Doctors are leaving their small private practices to join larger hospitals so they can spend less time dealing with the administrative side of the business and more time with their patients.
Medical professionals say they are being forced out of business by declining reimbursement from Medicaid, Medicare and insurers; by increasing regulatory burdens and malpractice-insurance costs; and by the implementation of information technology.
As if the problem weren’t already bad enough, several medical professionals told a House panel that the Obama administration has made things worse with the Patient Protection and Affordable Care Act, among other health care reforms.
“Why would I be in private practice if I have to deal with a whole new slew of regulations?” asked Joseph M. Yasso Jr., medical director of Heritage Physicians Group, who testified last week before the Small Business Committee’s subcommittee on investigations, oversight and regulations on behalf of the American Osteopathic Association.
Doctors are finding it increasingly difficult to run private practices and are fleeing to hospitals. In 2000, 57 percent of all physicians ran their own practice, according to an Accenture study, but the number declined to 43 percent in 2009, and it’s projected to go down to 33 percent by next year.
The trend is likely to continue as doctors’ preferences have changed.
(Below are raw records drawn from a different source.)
Issue #650, opened 2013-06-26
Width of Path in RViz can not be changed?


cnpcshangbo:
I am going to report my project with a record of RViz, however, Width of Path can not be changed. If I can get the Path to be thicker, the audience may see the lines more clearly.

tlind:
I implemented this in pull request #842. This required the addition of a new display style "Billboards" for paths, similar to how it is done in the Grid display, since the width cannot be changed for the default "Lines" style.

wjwwood:
I've merged @tlind's pr #842, so I'm going to close this for now.

PR #842, opened 2015-02-04
Adjustable line width for Path display + offset property

tlind:
This adds a new display style called "Billboards" to the Path display, similar to how it is implemented for the Grid display. For the "Billboards" style, the line width can be adjusted, which implements enhancement request #650 and is helpful when e.g. displaying paths using a projector. The old display style "Lines" is preserved and left untouched for backwards compatibility.

I also added an "Offset" property to the Path display, that allows to shift the displayed path in relation to the origin of the fixed frame. Useful to e.g. shift the Z coordinate when displaying lots of information in Rviz that otherwise overlaps.

### DIFF
--- a/src/rviz/default_plugin/path_display.cpp
+++ b/src/rviz/default_plugin/path_display.cpp
@@ -43,6 +43,7 @@
 #include "rviz/properties/color_property.h"
 #include "rviz/properties/float_property.h"
 #include "rviz/properties/int_property.h"
+#include "rviz/properties/vector_property.h"
 #include "rviz/validate_floats.h"
 
 #include "rviz/ogre_helpers/billboard_line.h"
@@ -77,6 +78,10 @@ PathDisplay::PathDisplay()
                                              "Number of paths to display.",
                                              this, SLOT( updateBufferLength() ));
   buffer_length_property_->setMin( 1 );
+
+  offset_property_ = new VectorProperty( "Offset", Ogre::Vector3::ZERO,
+                                         "Allows you to offset the path from the origin of the reference frame.  In meters.",
+                                         this, SLOT( updateOffset() ));
 }
 
 PathDisplay::~PathDisplay()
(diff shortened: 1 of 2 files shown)


src/rviz/default_plugin/path_display.cpp
```diff
@@ -80,35 +101,108 @@ void PathDisplay::reset()
...
+  context_->queueRender();
+}
+
 void PathDisplay::destroyObjects()
 {
+  // Destroy all simple lines, if any
   for( size_t i = 0; i < manual_objects_.size(); i++ )
   {
-    Ogre::ManualObject* manual_object = manual_objects_[ i ];
+    Ogre::ManualObject*& manual_object = manual_objects_[ i ];
```
wjwwood: Can you explain why you made this particular change?

src/rviz/default_plugin/path_display.cpp
```diff
@@ -80,35 +101,108 @@ void PathDisplay::reset()
...
     if( manual_object )
     {
       manual_object->clear();
       scene_manager_->destroyManualObject( manual_object );
+      manual_object = NULL; // ensure it doesn't get destroyed again
```
wjwwood: My guess is so that you can do this and set the pointer in the vector to `NULL`?

wjwwood:
Other than the comment this looks good, and I tested it locally and it worked as described!

One thing I ran into was that occasionally due to the nature of the billboards the paths would not render after flipping the camera around to look at them from the other side.The normal side would not flip to point at the camera until I zoomed really far in. I think this is just inherent in the billboards style point, so I don't think it needs to be addressed here. I think this is g2g.

src/rviz/default_plugin/path_display.cpp
tlind: Exactly, that is the reason.

PR #845, opened 2015-02-12
Add a simple 'About' dialog to the help menu.

gavanderhoorn:
As per subject.

rviz_about

Now I don't have to scroll back in the console all the time (working with multiple workspaces).

I thought about adding the version to the window title, but that seemed a bit involved for now.

I'm afraid I've only been able to test this on Ubuntu Precise.


wjwwood:
That's awesome, thanks!

PR #849, opened 2015-02-14
Check if position of wrench is not nan

garaemon:
Sometime position of wrench is set to nan, this patch is to avoid that issue

### DIFF
--- a/src/rviz/default_plugin/wrench_display.cpp
+++ b/src/rviz/default_plugin/wrench_display.cpp
@@ -123,6 +123,12 @@ namespace rviz
 	    return;
 	  }
 
+        if ( position.isNaN() )
+          {
+            ROS_ERROR_THROTTLE(1.0, "Wrench position contains NaNs. Will skip rendering as long as it will have valid position");
+            return;
+          }
+
         // We are keeping a circular buffer of visual pointers.  This gets
         // the next one, or creates and stores it if the buffer is not full
         boost::shared_ptr<WrenchStampedVisual> visual;


adolfo-rt:
The patch is prone to spamming the logs pretty hard in case wrenches become NaN for prolonged periods of time.

How about just not doing anything?.

Alternatively, if you want to give feedback, how about printing a warning (not error) when you start receiving NaNs, and then another one when you stop?. It could look something like:

```
[WARN] Wrench message contains NaNs. Will skip rendering as long as it's the case...
...
...
[WARN] Wrench message no longer contains NaNs (skipped 120 messages in 4.0s).
```

I'd find this much more informative and log-friendly on NaN bursts.

wjwwood:
I generally +1 what @adolfo-rt said. At the very least you should consider printing a message with more context as `position is nan` is pretty generic and doesn't give me any hints as to what has a position of nan (in this case a Wrench message).

src/rviz/default_plugin/wrench_display.cpp
```diff
@@ -122,6 +122,12 @@ namespace rviz
 		       msg->header.frame_id.c_str(), qPrintable( fixed_frame_ ));
 	    return;
 	  }
+	
+	if ( position.isNaN() )
```
wjwwood: Please make sure the indention is consistent with the rest of the file and uses spaces not tabs.

garaemon:
I updated message and use whitespace instead of hard tabs.

wjwwood:
Sorry to nitpick, but this new sentence may not be grammatically correct: "Will skip rendering as long as it will have valid position"

Maybe something like this would make more sense: "Skipping render as long as the position is valid" I'm not entirely sure this is what you're trying to convey.

adolfo-rt:
> Maybe something like this would make more sense: "Skipping render as long as the position is valid" I'm not entirely sure this is what you're trying to convey.

Rather the opposite:
"Wrench position contains NaNs. Skipping render as long as the position is **in**valid"

Alternative wording based on very similar example found [here](http://wiki.ros.org/Verbosity%20Levels)
"Received unexpected NaN value in wrench position. Skipping rendering as long as it's the case."

wjwwood:
I would be fine with either of those proposed by @adolfo-rt, I think the current one is at best unclear, and at worst it has a typo (`invalid` vs `valid`).

garaemon:
I updated this patch (thanks to @k-okada )

wjwwood:
lgtm.

wjwwood:
Indigo/Jade forward port: https://github.com/ros-visualization/rviz/pull/906

PR #852, opened 2015-02-24
init tool's shortcut_key_ and fixed toKeys()

### LINKED ISSUE #851: rviz sometimes crashes on startup because of assertion in "rviz::ToolManager::toKey()"
About 50% of the time I start rviz now, I'm seeing this crash before the window even comes up:
```
rviz: .../tool_manager.cpp:134: uint rviz::ToolManager::toKey(const QString&): Assertion `seq[0] > 65' failed.
```
I'm building this from the latest source.

The assertion was originally introduced here: https://github.com/ros-visualization/rviz/commit/8277331f6ac0743dcde4bc8284b9e3985e74e774 but has sinced moved to tool_manager.cpp.

The assertions should be replaced with conditionals, and the function signature should be changed to return a boolean success/error indicator and the output value should be returned by a reference parameter, like so:
```
bool toKey(QString const& str, uint& key_out);
```

hdeeken:
* initialized the shortcut_key_ param with '/0' to be able to check whether a tool has a shortkey assigned or not
* made the tool manager check if a tool has a shortkey before converting the char to a key code
* (hopefully) fixed the toKeys method by removing the assertions, making at a boolean returning function and allowing a single key only,
  as this is what is to be expected from the shortcut_key_ param

this should fix #851

### DIFF
--- a/src/rviz/tool.cpp
+++ b/src/rviz/tool.cpp
@@ -43,6 +43,7 @@ Tool::Tool()
   : property_container_( new Property() )
 {
   access_all_keys_ = false;
+  shortcut_key_ = '\0';
 }
 
 Tool::~Tool()
--- a/src/rviz/tool_manager.cpp
+++ b/src/rviz/tool_manager.cpp
@@ -111,31 +111,20 @@ void ToolManager::save( Config config ) const
   }
 }
 
-uint ToolManager::toKey( QString const & str )
+bool ToolManager::toKey( QString const& str, uint& key )
 {
-    QKeySequence seq( str );
-    uint keyCode;
+  QKeySequence seq( str );
 
-    // We should only working with a single key here
-    if( seq.count() == 1 )
-    {
-        keyCode = seq[0];
-    }
-    else
-    {
-        // Should be here only if a modifier key (e.g. Ctrl, Alt) is pressed.
-        assert( seq.count() == 0 );
-
-        // Add a non-modifier key "A" to the picture because QKeySequence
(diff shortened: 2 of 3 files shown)


wjwwood:
This basically drops the "multi key" support? I'm with @hersh I'm not exactly sure what the issue was. Also, if the appropriate fix is to remove that code, then what did it do before you removed it?

My understanding was the the `A` (65) needed to be added (`str + "+A"`) for some side effect and then manually remove that extra `A` with `- 65`, is that no longer the case?

hdeeken:
No worries, the removed code is neither important to keep nor does it drop any features.

I introduced the toKey() method, because we need a conversion between shortcut_key_ parameter, a char, to the corresponding Qt key code, because we need this lookup later on.* The original method was quite intended to convert any QString to the corresponding key code, but to include keys, like SHIFT, it is necessary to do this str+A, key-65 magic due to the way Qt treats these modifier keys. But we do not need this magic, since a tool's shortcut is char and meant to be a letter of the alphabet, we will not encounter any modifier keys here. So removing that is fine.

*Regarding Multi Key Support : That's established in ToolManager::handleChar and is not bothered by the toKey() method, as long as the map that links keycodes to tools is properly setup. What's relevant here is that the QtKeyEvents keycode properly maps to the respective tool, that's why we have to deal with all these Qt stuff in the first place.

wjwwood:
Ok, sounds good to me. I'll assume this solves the issue for @hersh and merge. Please comment here otherwise.

hersh:
Thanks guys!

Issue #854, opened 2015-02-26
Alpha transparency of mesh markers is broken


hersh:
Back in the old days when I worked on rviz, I made mesh markers obey the "alpha" field of their color, like all the other marker types do.  I made a test program that shows a bunch of combinations.  Recently (on HEAD) I was trying to show a semi-transparent mesh marker and it was shown opaque.  I re-ran my test program (src/test/mesh_marker_test.cpp) and I see that it no longer behaves as I intended.

Here is the new image:
![rviz-alpha-bug](https://cloud.githubusercontent.com/assets/1562730/6384040/0ae81d36-bd0c-11e4-8486-72d40c2b3534.png)

You can see the spheres in the image show the alphas as intended.

Here is an old correct image, from 9c5bbf9d6d41309aecd575f7310c26f471b8dff0 :
![rviz-no-bug](https://cloud.githubusercontent.com/assets/1562730/6384186/f4309d50-bd0d-11e4-837c-37ae1ae26ac5.png)

This version still worked: 4be608f13d65ec0ebb7ee46240e3274ff28627a0
This version has the bug: f75ad94

trainman419:
It looks like this was introduced in #752 

It looks like your old program and @brindza 's changes are both achieving the same results, through different APIs.

Thoughts @brindza ?

hersh:
Damn, it looks like I "+1"ed the original change.  I guess I didn't run my test program at the time. :(

hersh:
Perhaps the issue is that the colorized meshes in #752 and the pr2-base meshes I show here use different features of the collada file type.  The test program mesh_marker_test.cpp should really include something like the rgb axes shown in #752 which showed the problem there.

NikolausDemmel:
Just browsing through the issue list. I guess this can be closed, given #893 is released?

NikolausDemmel:
(Maybe the port forward to jade is still missing, at least there is a label #893 that says so)

wjwwood:
@NikolausDemmel I must have accidentally put that tag on there. Jade and Indigo are released from the same branch.

wjwwood:
I'll let @hersh decide if this can be closed based on #893

LemonPi:
This is still an issue

rhaschke:
The default use case (`mesh_use_embedded_materials = False`) works as expected:
![image](https://user-images.githubusercontent.com/5376030/181629306-378e8808-679e-4076-b286-810494198030.png)

[...]

PR #855, opened 2015-02-26
Revert "color tint" change to mesh markers to fix transparency bug.

hersh:
This reverts commit f75ad9499bcc498cddc060a6b10f0b2eb3968a04.
That change introduced bug #854, where the alpha transparency information
for mesh markers was lost.

I suppose this will break @brindza 's code which perhaps depends on the new behavior or API, but it fixes mine, which depends on the old behavior.

Maybe this is passive-aggressive of me... I haven't yet taken the time to understand what his changes were supposed to do, so I don't have an idea about how to make his stuff work and mine as well.

### DIFF
--- a/src/rviz/default_plugin/markers/mesh_resource_marker.cpp
+++ b/src/rviz/default_plugin/markers/mesh_resource_marker.cpp
@@ -65,14 +65,13 @@ void MeshResourceMarker::reset()
   //destroy entity
   if (entity_)
   {
-    context_->getSceneManager()->destroyEntity(entity_);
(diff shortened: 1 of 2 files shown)


hersh:
Looks like this ignores #752.  We should work out the correct code first, I guess.

wjwwood:
@hersh I'm afraid I don't have time to dig into the issue, but I'm happy to help with reviewing, testing, and releasing.

Also, maybe we should get an acceptance testing guide put together. It seems that you have some test programs which have a visual expectation. If I had a list of those tests and the expected result of them, then I could check them before merging or at least before releasing.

According to a 2011 Merritt Hawkins survey, 60 percent of doctors preferred working at a hospital, compared to only 1 percent who’d rather work for themselves.
At last week’s hearing about the declining conditions for small private medical practices, both Republican and Democratic lawmakers seemed to sympathize with doctors who are being forced to give up their private practices.
“It was already tough,” said Rep. Mike Coffman, Colorado Republican and the subcommittee chairman. “This is just going to make it tougher.”
Lawmakers on both sides of the aisle appeared interested in solving the problems that plague medical professionals.
Rep. Kurt Schrader, Oregon Democrat, said he is “very concerned about the future of medicine from all walks of life.”
The medical professionals told lawmakers that the private-practice physician is an important part of a community and fills a role that hospitals don’t. When such practices merge with hospitals, they warned, patients will have less access to individualized health care and be treated more like numbers.
“The patient will be left on the sideline,” said Mark Smith, president of Merritt Hawkins, a physician search and consulting firm. “Those people, they’ll have a card that gives them insurance; what they will not have is access.”
The corporatization of medicine has other effects.
Doctors say they are not getting reimbursed enough for their services. The Merritt Hawkins study found that 68 percent of physicians say Medicaid pays them less than their cost of doing business, 43 percent said some HMO and PPO programs from private insurers do not cover their expenses, and 36 percent said Medicare does not cover their expenses.
To make matters worse, physicians are in for a 30 percent cut to their Medicare reimbursement rates in January.
“Physician practices are different from almost any other small businesses,” said Dr. Jerry Kennett, chairman of the American College of Cardiology Advocacy Steering Committee. “The payment for services performed is not controlled by free-market dynamics, but instead payment is tightly regulated by Medicare and Medicaid and private payers.”
Doctors also have to deal with more paperwork than previously. For physicians with small private practices, this means more administrative work, about which they often are untrained or unsavvy, and less time with their patients. Not content with that reality, many are leaving their businesses to join hospitals that take care of the paperwork for them.
Mr. Smith said doctors spend an average of 15 hours a week doing paperwork. It’s “alien to the mindset and makeup of many physicians,” who have never had business training, he said.
“It has been reported that the U.S. federal tax code runs to some 75,000 pages,” Mr. Smith explained, “whereas the Medicare regulatory code by which physicians must abide runs to 130,000 pages.”